Japan: Tokyo core inflation continued to climb in May for the third month. Headline consumer inflation for Tokyo remained stable, though elevated, in May at 3.4% y/y, while core inflation (excl. fresh food) rose to its highest level since January 2023 at 3.6% (up from 3.4% in the previous month). This increase came mainly due to higher non-fresh food prices (6.9% y/y versus 6.4% in April), particularly rice, which has soared 93% over the past year. The persistent inflation has bolstered the case for the Bank of Japan (BoJ) to raise rates and accelerate the timeline for monetary tightening, with the market already anticipating a rate hike in October. However, the upper house elections next July and the uncertainties related to trade talks with the US may still drive some caution. Meanwhile, retail sales in April accelerated for the third straight month to 3.3% y/y, up from March’s reading of 3.1% y/y, as higher wages supported consumption. 
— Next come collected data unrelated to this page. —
PR #805, opened 2024-12-02
Downgrade "Microsoft.*" and "System.*" packages to v8

louis-z:
- Keep `Microsoft.*` and `System.*` NuGet package versions to 8 for NGitLab.csproj
- Disable their auto-updates


Toa741:
Note: primarily due to the usages on projects that are still on .Net6, some v9 dependencies are not guaranteed to work with it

Saudi Arabia: Credit growth accelerates to near-4-year high in April, LD ratio widens to series-high. Credit growth accelerated to 16.5% y/y in April from 16.3% y/y the previous month, the fastest pace since June 2021. In the first four months of the year, credit grew by 5.8% compared to 3.9% in the same period of 2024. Credit to the private sector continued to dominate total lending (93% of total), growing by a robust 15.1% y/y (5.7% ytd), helped in part by strong personal loan growth (including mortgages) of 10.4% y/y. Meanwhile, deposit growth continued to lag behind, increasing by 9.5% y/y (4.3% ytd). This has pushed the loan-to-deposit ratio to a series-high (since 2010) of 111%. This is an extension of a multi-year trend of credit growth outpacing deposit growth amid a surge in investment-driven credit demand. We also note the accelerated growth in public sector deposits held at commercial banks in the first four months of this year versus last year (8.1% versus 3.3%), reflecting active government measures to improve liquidity in the KSA banking system. This coincides with the continued drop in net foreign assets as banks resort to more external debt amid tighter domestic liquidity.